● Exercise
Among the entries below, how many lines contain "that"? Answer with the number only.

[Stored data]
PR #684, opened 2021-12-02
kola-denylist: temporarily exclude coreos.ignition.mount.* on s390x

julianwiedmann:
This is the companion PR to https://github.com/coreos/coreos-assembler/pull/2538. For this we need to exclude the relevant tests on s390x, until a fixed gdisk has also landed in RHCOS (see the tracker BZ).


jlebon (approved):
/lgtm

Thanks!

saqibali-2k (approved):
Looks good! Just an FYI, there is also the option of snoozing a test to a particular date as show in the example [here](https://coreos.github.io/coreos-assembler/kola/#kola-run).

PR #685, opened 2021-12-09
25rhcos-azure-udev-rules: add 50-azure-ptp.rules

jlebon:
This will create the `/dev/ptp_hyperv` symlink. We'll need this once our
chrony generator uses it:

https://github.com/coreos/fedora-coreos-config/pull/1355

### DIFF
--- a/overlay.d/25rhcos-azure-udev-rules/usr/lib/udev/rules.d/50-azure-ptp.rules
+++ b/overlay.d/25rhcos-azure-udev-rules/usr/lib/udev/rules.d/50-azure-ptp.rules
@@ -1,0 +1,5 @@
+# Manual backport of:
+# https://github.com/systemd/systemd/commit/32e868f058da8b90add00b2958c516241c532b70
+# Can drop once we get to RHEL 8.6:
+# https://bugzilla.redhat.com/show_bug.cgi?id=1991834
+SUBSYSTEM=="ptp", ATTR{clock_name}=="hyperv", SYMLINK += "ptp_hyperv"
--- a/tests/kola/version/drop-azure-ptp
+++ b/tests/kola/version/drop-azure-ptp
@@ -1,0 +1,13 @@
+#!/bin/bash
+# kola: { "exclusive": false }
+set -xeuo pipefail
+
+fatal() {
+    echo "$@" >&2
+    exit 1
+}
+
+if [ -e /usr/lib/udev/rules.d/50-azure-ptp.rules ] && \
+    grep ptp_hyperv /usr/lib/udev/rules.d/50-udev-default.rules; then
+  fatal "50-udev-default.rules includes ptp_hyperv symlink; drop 50-azure-ptp.rules"
+fi


overlay.d/25rhcos-azure-udev-rules/usr/lib/udev/rules.d/50-azure-ptp.rules
```diff
@@ -0,0 +1,5 @@
+# Manual backport of:
+# https://github.com/systemd/systemd/commit/32e868f058da8b90add00b2958c516241c532b70
+# Can drop once we get to RHEL 8.6:
```
dustymabe, line 3: > # Can drop once we get to RHEL 8.6:

Is there anything we can put in place now to force us to do that?

dustymabe: seems like a ext test that said `if RHEL 8.6 && -f  50-azure-ptp.rules; then fail`

dustymabe:
tested in azure with a local dev build:

```
[bound] -bash-4.4$ cat /etc/os-release  | head -n 2 
NAME="Red Hat Enterprise Linux CoreOS"
VERSION="410.84.202112161449-0"
[bound] -bash-4.4$ ls -l /dev/ptp_hyperv 
lrwxrwxrwx. 1 root root 4 Dec 16 15:25 /dev/ptp_hyperv -> ptp0
[bound] -bash-4.4$ chronyc sources
210 Number of sources = 1
MS Name/IP address         Stratum Poll Reach LastRx Last sample               
===============================================================================
#* PHC0                          0   3   377     6  -2651ns[-2919ns] +/- 5551ns
```

jlebon:
Thanks a lot @dustymabe!

tests/kola/version/drop-azure-ptp
```diff
@@ -0,0 +1,13 @@
...
+set -xeuo pipefail
+
+fatal() {
+    echo "$@" >&2
+    exit 1
+}
+
+if [ -e /usr/lib/udev/rules.d/50-azure-ptp.rules ] && \
+    grep ptp_hyperv /usr/lib/udev/rules.d/50-udev-default.rules; then
+  fatal "50-udev-default.rules includes ptp_hyperv symlink; drop 50-azure-ptp.rules"
```
dustymabe, line 12: ❤️

dustymabe (approved):
LGTM

overlay.d/25rhcos-azure-udev-rules/usr/lib/udev/rules.d/50-azure-ptp.rules
jlebon: I'm thinking we should extend kola to handle these kinds of checks so they're non-fatal but still loud. Some ideas:
- have kola check test output for `KOLAWARNING: ...` and reprint the warning on the console.
- add a `warn-on-rc: N` field to kola test JSON where if a test exits with the given code, kola prints `WARN: $testname` instead of `FAIL: $testname`.

We can then have kola e.g. touch a file or print a report of warnings and the Slack notifier in the pipelines can check for this file and tweak the notification.

miabbott:
I think the status reporting is wedged; going to close/open the PR to try to kick it

overlay.d/25rhcos-azure-udev-rules/usr/lib/udev/rules.d/50-azure-ptp.rules
dustymabe: carried forward discussion in https://github.com/coreos/coreos-assembler/issues/2620

PR #686, opened 2021-12-10
manifest: get crun from the RHAOS repos

miabbott:
We're starting to build all of the `container-tools` packages from the
`rhaos-4.X-rhel8` branches in Brew, so that we have more up=to-date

● Response area
3